- Location: Gukeng, Yunlin and Meishan, Chiayi
- Coordinates: 23°34′33″N 120°41′36″E﻿ / ﻿23.5759°N 120.6934°E
- Type: Barrier lake
- River sources: Qingshui River
- First flooded: September 21, 1999
- Max. length: 5 km (3.1 mi)
- Max. depth: 58 m (190 ft)
- Water volume: 46,000,000 m^{3} (1.6×10^{9} cu ft)

= New Caoling Lake =

Former lake in Taiwan

New Caoling Lake (新草嶺潭 (Xīn Cǎolǐng Tán)) was a short-lived barrier lake on the border of Gukeng, Yunlin County and Meishan, Chiayi County, near the village of Caoling in Taiwan. Located on the Qingshui River, a tributary of the Zhuoshui River, the lake formed due to a landslide during the 1999 Jiji earthquake on September 21, 1999. The lake disappeared during a flood caused by Typhoon Mindulle in July 2004.

== Past lakes ==
The area around Caoling is mountainous and prone to landslides. Historically, there have been four instances of barrier lakes forming in this area. The first recorded instance was during the 1862 Tainan earthquake, and lasted until 1898. During the 1941 Chungpu earthquake, a landslide formed a 70 m tall dam; in 1942, another landslide caused the dam to grow to 170 m tall. On 18 May 1951, the dam abruptly failed, killing hundreds of people downstream, including 74 soldiers constructing a road up to the lake. On 15 August 1979, a landslide caused by 1979 typhoons caused a lake to form, which failed on 24 August the same year.

== History ==
During the 1999 Jiji earthquake on September 21, 1999, a landslide west of Caoling formed a 50 m tall barrier that once again dammed up the Qingshui River. After the earthquake, the Water Resources Agency announced that the lake's dam was stable, and the newly formed lake could potentially be used as a reservoir and serve as a substitute for Shigang Dam, which was damaged in the earthquake. However, this plan was never carried out.

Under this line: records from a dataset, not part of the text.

PR #303, opened 2019-04-15
Only use french retrocompatible id for cities

kinnou02:
Some city_district have the same insee than their city: we were loosing
some admins during the import and had an infinite loop when recreating the
hierarchy of addresses.
Now we only construct admin's id with insee for cities, and we always
create the id with `zones_osm_id` to make sure we have coherent id between
admin and their parents

This PR also include a check when constructing the admin hierarchies to prevent infinite loop: if we add an admin that had already been added we stop the loop.

### DIFF
--- a/src/bin/cosmogony2mimir.rs
+++ b/src/bin/cosmogony2mimir.rs
@@ -81,7 +81,7 @@ impl IntoAdmin for Zone {
         });
         let format_id = |id, insee| {
             // for retrocompatibity reasons, Navitia needs the
-            // french admins to have an id with the insee
+            // french admins to have an id with the insee for cities
             match insee {
                 Some(insee) if french_id_retrocompatibility => format!("admin:fr:{}", insee),
                 _ => format!("admin:osm:{}", id),
@@ -92,7 +92,10 @@ impl IntoAdmin for Zone {
             .and_then(|id| zones_osm_id.get(&id))
             .map(|(id, insee)| format_id(id, insee.as_ref()));
         Admin {
-            id: format_id(&self.osm_id, insee.as_ref()),
+            id: zones_osm_id
+                .get(&self.id)
+                .map(|(id, insee)| format_id(id, insee.as_ref()))
+                .expect("unable to find zone id in zones_osm_id"),
             insee: insee.unwrap_or("".to_owned()),
             level: self.admin_level.unwrap_or(0),
             label: label,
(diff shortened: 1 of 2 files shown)


src/bin/cosmogony2mimir.rs
```diff
@@ -143,7 +147,14 @@ fn index_cosmogony(args: Args) -> Result<(), Error> {
     let mut cosmogony_id_to_osm_id = BTreeMap::new();
     for z in read_zones(&args.input)? {
         max_weight = f64::max(max_weight, get_weight(&z.tags, &z.center_tags));
-        let insee = admin::read_insee(&z.tags).map(|s| s.to_owned());
+        let insee = if let Some(zt) = z.zone_type {
```
antoine-de: minor: if think you could have wrote this:

```rust
match z.zone_type {
Some(City) => ...,
_ => None
}
```

src/bin/cosmogony2mimir.rs
```diff
@@ -91,8 +91,12 @@ impl IntoAdmin for Zone {
             .parent
             .and_then(|id| zones_osm_id.get(&id))
             .map(|(id, insee)| format_id(id, insee.as_ref()));
+        let osm_id = self.osm_id.to_string();
         Admin {
-            id: format_id(&self.osm_id, insee.as_ref()),
+            id: zones_osm_id
+                .get(&self.id)
+                .map(|(id, insee)| format_id(id, insee.as_ref()))
```
antoine-de: it's a bit tricky here, the `insee` variable is not the same as the one on the line below, it might be easier to give it a different name.

I don't really understand what you are doing here. can you add a comment ?
how can there not be the admin `ZoneIndex` in zones_osm_id?

kinnou02: You are right the zone should always be found in `zones_osm_id`, I added the `unwrap_or_else` as a safe guard because I don't like the idea of using a `unwrap` that could panic here, mostly because I think it isn't idiomatic, but I can do that if think that it's the good way.

If we keep the `unwrap_or_else` I should'nt pass `None` for the `insee`.

antoine-de: hum for once I'm a bit in favor of `expect` as it should by construction it cannot happen, and I think it will make the code a bit easier to understand (and since it's an import tool, an `expect` is not deadly as it is in bragi)

PR #347, opened 2019-08-28
Doc: Fist load admin

### LINKED ISSUE #346: Compoment loading order and missing index
There is an order on component loading?

osm2mimir miss the ES index. But bano2mimir create its own index.

frodrigo:
Better doc for fix #346


kinnou02:
Thanks for the PR!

Though the lake covered over some of Caoling's scenic attractions, the new lake was still popular among tourists. However, the lake was short-lived, as sedimentation gradually raised the lake's floor. Also, water channels formed on the dam, which decreased the retention time of the water. In July 2004, a flood caused by Typhoon Mindulle (known as the Seven-Two Flood) raised the lake's surface above the dam, washing away the barrier and returning the river to its original state.